_Work item_.
Go line by line through the entries and show those that hold the string "approved".

_Exercise inputs_.
PR #5126, opened 2026-07-19
Compare redirect origin against the request URL, not the pool

nishat-06:
PoolManager.urlopen() decides what to strip before following a redirect with conn.is_same_host(redirect_location), but for a plain-HTTP request forwarded through an HTTP proxy ProxyManager.connection_from_host() hands back the proxy's pool, so the comparison is against the proxy rather than the request host: remove_headers_on_redirect fires on legitimate same-host redirects, and is skipped when the server points Location at the proxy's own origin. The same recursion passes the already-populated headers dict back through ProxyManager._set_proxy_headers(), where the Host derived from the previous URL wins over the one derived from the new location, so a cross-host redirect goes out as `GET http://b.example/second HTTP/1.1` with `Host: a.example` and the request target and Host name different origins. Comparing the parsed request URL against the parsed redirect target fixes both directions of the stripping decision, and Host is dropped when the origin changes so _set_proxy_headers() recomputes it for the new location.

Added a socket-level regression covering the three cases through a forwarding proxy (cross-host, same-host, and a redirect back to the proxy's origin); all three fail on main.


nishat-06:
any update?

src/urllib3/poolmanager.py
```diff
@@ -476,15 +496,16 @@ def urlopen(  # type: ignore[override]
...
-            redirect_location
-        ):
+        # Strip headers marked as unsafe to forward to the redirected location,
+        # along with Host, which ProxyManager._set_proxy_headers() derives from
+        # the request URL and so has to be recomputed for the new location.
+        # 'conn' is the proxy's pool when forwarding through an HTTP proxy, so
+        # compare the request URL itself rather than asking the pool.
+        if not _same_origin(u, parse_url(redirect_location)):
+            headers_to_remove = retries.remove_headers_on_redirect | {"host"}
             new_headers = kw["headers"].copy()
```
illia-v, line 506: `kw["headers"]` can be `None` leading to a redirect error here

src/urllib3/poolmanager.py
```diff
@@ -161,6 +161,26 @@ def _default_key_normalizer(
 pool_classes_by_scheme = {"http": HTTPConnectionPool, "https": HTTPSConnectionPool}
 
 
+def _same_origin(url: Url, other: Url) -> bool:
```
illia-v, line 164: Could we extract the comparison from `HTTPConnectionPool.is_same_host` into a shared helper and use it from both places?

test/with_dummyserver/test_socketlevel.py
```diff
@@ -1168,6 +1168,74 @@ def echo_socket_handler(listener: socket.socket) -> None:
...
+        ],
+    )
+    def test_redirect_rewrites_host_and_strips_credentials(
+        self,
+        redirect_target: str | None,
+        expected_host: bytes | None,
+        expected_authorization: bool,
+    ) -> None:
+        if redirect_target is None:
+            redirect_target = f"http://{self.host}:{self.port}/second"
```
illia-v, line 1192: `self.port` is assigned by `_start_server()` below, so it's possible to get an attribute error if the `redirect_target is None` variant is run alone.

illia-v (changes requested):
Thanks for reporting this!

PR #5140, opened 2026-08-01
Add an unique extra attribute to retrying warning (so pip can rewrite it)

### LINKED ISSUE #2580: Allow tweaking the presentation style of logged errors
### Context

**What are you trying to do?**

I've been trying to improve pip's output (hopefully, you've noticed!) and our networking-related output seems like a really good candidate to try to improve. This includes various kinds of errors originating from urllib3 and especially the presentation when there's going to be a retry.

```
WARNING: Retrying (Retry(total=3, connect=None, read=None, redirect=None, status=None)) after connection broken by 'NewConnectionError('<pip._vendor.urllib3.connection.HTTPSConnection object at 0x10439a3a0>: Failed to establish a new connection: [Errno 8] nodename nor servname provided, or not known')': /simple/foooooooooooooo/
```

**How do you expect to do it?**

Would it be OK to change that into multiple log messages, at debug and warning levels? That way, the logging presentation would look like:

```
WARNING: Connection broken to /simple/foooooooooooooo/
WARNING: Failed to establish a new connection: [Errno 8] nodename nor servname provided, or not known
DEBUG: NewConnectionError('<pip._vendor.urllib3.connection.HTTPSConnection object at 0x10439a3a0>: Failed to establish a new connection: [Errno 8] nodename nor servname provided, or not known')
WARNING: Will retry connection (3 remaining retries)
DEBUG: Retry(total=3, connect=None, read=None, redirect=None, status=None)
```

While a "regular" output would be:

```
WARNING: Connection broken to /simple/foooooooooooooo/
WARNING: Failed to establish a new connection: [Errno 8] nodename nor servname provided, or not known
WARNING: Will retry connection (3 remaining retries)
```

I mean, honestly, an ideal solution would probably look like some way to hook into pip's new error message presentation:

```
warning: will-retry-network-failure

× Retrying connection to https://pypi.org/simple/foooooooooooooo/
╰─> Failed to establish a new connection: [Errno 8] nodename nor servname provided, or not known

    Remaining retries: 4

note: This is an issue with the network connection.
```

**Is it something you currently cannot do?**
Nope.

**Is this related to an existing issue/problem?**
Nope.

### Alternatives

**Can you achieve the same result doing it in an alternative way?**
I looked, and the only thing I could think of is a hacky formatter for urllib3. 🤷🏽 

**Is the alternative considerable?**
🤷🏽 

### Duplicate

**Has the feature been requested before?**
Not that I could find.

### Contribution

**Would you be willing to submit a PR?**
Depends on what level of complexity is involved in implementing this, and how aggressively we scope-creep on this. :)

ichard26:
This is intended for pip so it can identify and rewrite this warning to be user-friendly. This is a hack to emulate structured logging for one specific warning, but it's the least bad hack still feasible. See #2580.

Let me know if you want a test and where to add it. (I can figure out the other details.) Also, I'd recommend not putting this in the changelog unless you want other people to rely on this as well (which I doubt). On pip's end, I'll make sure that we have unit/integration tests to ensure this works for us and to notify us if something breaks. 

<details>
<summary>In terms of what this allows pip to do, here's an early screenshot from my corresponding pip patch</summary>

image

and before:

image
</details>

### DIFF
--- a/src/urllib3/connectionpool.py
+++ b/src/urllib3/connectionpool.py
@@ -866,7 +866,16 @@ class HTTPConnectionPool(ConnectionPool, RequestMethods):
         if not conn:
             # Try again
             log.warning(
-                "Retrying (%r) after connection broken by '%r': %s", retries, err, url
+                "Retrying (%r) after connection broken by '%r': %s",
+                retries,
+                err,
+                url,
+                # Provide an unique attribute with the host needed by pip to
+                # rewrite this warning. Ideally, we'd go with a better solution,
+                # but backwards compatibility and other constraints make those
+                # unfeasible, so this is the least bad option.
+                # See also: https://github.com/urllib3/urllib3/issues/2580.
+                extra={"__urllib3-retry-warning": {"host": self.host}},
             )
             return self.urlopen(
                 method,


ichard26:
It'd be a bit more robust if we also provided the retry object (to read the remaining retry count) and the causing error in the extra dictionary as well. Depends on whether it's likely these warnings will change in the future. LMK!

sigmavirus24:
Including more things from day 0 means we can't change/remove them in the future. Without knowing the future it might be more problematic. 

I'm also looking above the current diff and I see that err is assigned from the original `e` instead of `new_e`, which I'm not certain is right. I'm on my phone so hard to verify the current behavior is 100% correct or if pip might want potentially the underlying exception or our wrapped error. I also have an instinct (but again I haven't verified) that some exceptions hold onto things that might lead it to look like a memory leak if it isn't deref'd because of passing it to the logging library. 

tl;dr I think we should start with a smaller footprint for now until we sort out other questions.

sigmavirus24 (approved):

sigmavirus24:
I approved but I defer to @illia-v if they want tests around logs which personally I'm not find of but I'm not strongly against. Also not enthusiastic about nothing this in the change log so feeling like we should be able to skip that check but again not a strong opinion

illia-v (approved):
I'm fine with this change as-is. I'd prefer to skip the changelog entry, since this is intended as an implementation detail for pip rather than something we want to advertise as a public interface.

ichard26:
Great, thank you @sigmavirus24 and @illia-v!

(Curious question, when is the next urllib3 release planned? I don't mean to pressure you -- take the time you need/follow whatever schedule you have -- just wondering when I can expect to file the corresponding PR for pip.)

illia-v:
> (Curious question, when is the next urllib3 release planned? I don't mean to pressure you -- take the time you need/follow whatever schedule you have -- just wondering when I can expect to file the corresponding PR for pip.)

I'd like to have a new release in August. We'll need to wait for CVE IDs, though, which may delay the release by a week or two.

PR #5261, opened 2026-09-17
Make trustme a test dependency

musicinmybrain:
Make `trustme` a test dependency since it’s imported unconditionally in `test/conftest.py`, and is therefore required in order to run any tests at all:

https://github.com/urllib3/urllib3/blob/b1d30ab61fe0db8f11092805e8c5ac43e091064a/test/conftest.py#L10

_Task output_.
sigmavirus24 (approved):
I approved but I defer to @illia-v if they want tests around logs which personally I'm not find of but I'm not strongly against. Also not enthusiastic about nothing this in the change log so feeling like we should be able to skip that check but again not a strong opinion
illia-v (approved):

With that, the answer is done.